(What is required): Output all records precisely as written.

(Stored data entries)
+---+
PR #1817, opened 2018-02-12
Support attributes/doc-comments on record type fields.

### LINKED ISSUE #1653: Attributes on record label declaration
Hi,

I don't think it's currently possible to attach attributes to label declarations.
The ocaml syntax to do this is:

```ocaml
type t = { x : int [@attr "payload"] }
```

And the corresponding place in the AST is `pld_attributes`.

I'm not sure what happens since `refmt --parse=ml` outputs just `type t = {x: int};`, but on the other hand there is the following rule in the parser:

```ocaml
label_declaration:
  | item_attributes mutable_flag as_loc(LIDENT) COLON poly_type
    { let loc = mklocation $symbolstartpos $endpos in
      (Type.field $3 $5 ~mut:$2 ~loc, $1)
    }
```

So I'd expect something like `type t = { [@attr "payload"] x : int }` to work.

(note that `type t = { x : [@attr "payload"] int }` exists but is different, it attaches the attribute to the type itself)

Does this syntax exist? Or are there any plans to support it? Thanks!

jordwalke:
Summary:Fixes #1653

Test Plan:Test cases

Reviewers:

CC:

### DIFF
--- a/formatTest/typeCheckedTests/expected_output/attributes.re
+++ b/formatTest/typeCheckedTests/expected_output/attributes.re
@@ -256,8 +256,7 @@ let showLets = () =>
  */
 [@moduleItemAttribute]
 class boxA ('a) (init: 'a) =
-  [@onReturnClassExpr]
-  {
+  [@onReturnClassExpr] {
     /**Floating comment text should be removed*/;
     /**Floating comment text should be removed*/;
     pub pr = init + init + init;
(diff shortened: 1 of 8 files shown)


jordwalke:
@zploskey and @kyldvs both found this issue.

formatTest/typeCheckedTests/expected_output/attributes.re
+---+
(Exercise response):
PR #1817, opened 2018-02-12
Support attributes/doc-comments on record type fields.

### LINKED ISSUE #1653: Attributes on record label declaration
Hi,

I don't think it's currently possible to attach attributes to label declarations.
The ocaml syntax to do this is:

```ocaml
type t = { x : int [@attr "payload"] }
```

And the corresponding place in the AST is `pld_attributes`.

I'm not sure what happens since `refmt --parse=ml` outputs just `type t = {x: int};`, but on the other hand there is the following rule in the parser:

```ocaml
label_declaration:
  | item_attributes mutable_flag as_loc(LIDENT) COLON poly_type
    { let loc = mklocation $symbolstartpos $endpos in
      (Type.field $3 $5 ~mut:$2 ~loc, $1)
    }
```

So I'd expect something like `type t = { [@attr "payload"] x : int }` to work.

(note that `type t = { x : [@attr "payload"] int }` exists but is different, it attaches the attribute to the type itself)

Does this syntax exist? Or are there any plans to support it? Thanks!

jordwalke:
Summary:Fixes #1653

Test Plan:Test cases

Reviewers:

CC:

### DIFF
--- a/formatTest/typeCheckedTests/expected_output/attributes.re
+++ b/formatTest/typeCheckedTests/expected_output/attributes.re
@@ -256,8 +256,7 @@ let showLets = () =>
  */
 [@moduleItemAttribute]
 class boxA ('a) (init: 'a) =
-  [@onReturnClassExpr]
-  {
+  [@onReturnClassExpr] {
     /**Floating comment text should be removed*/;
     /**Floating comment text should be removed*/;
     pub pr = init + init + init;
(diff shortened: 1 of 8 files shown)


jordwalke:
@zploskey and @kyldvs both found this issue.

formatTest/typeCheckedTests/expected_output/attributes.re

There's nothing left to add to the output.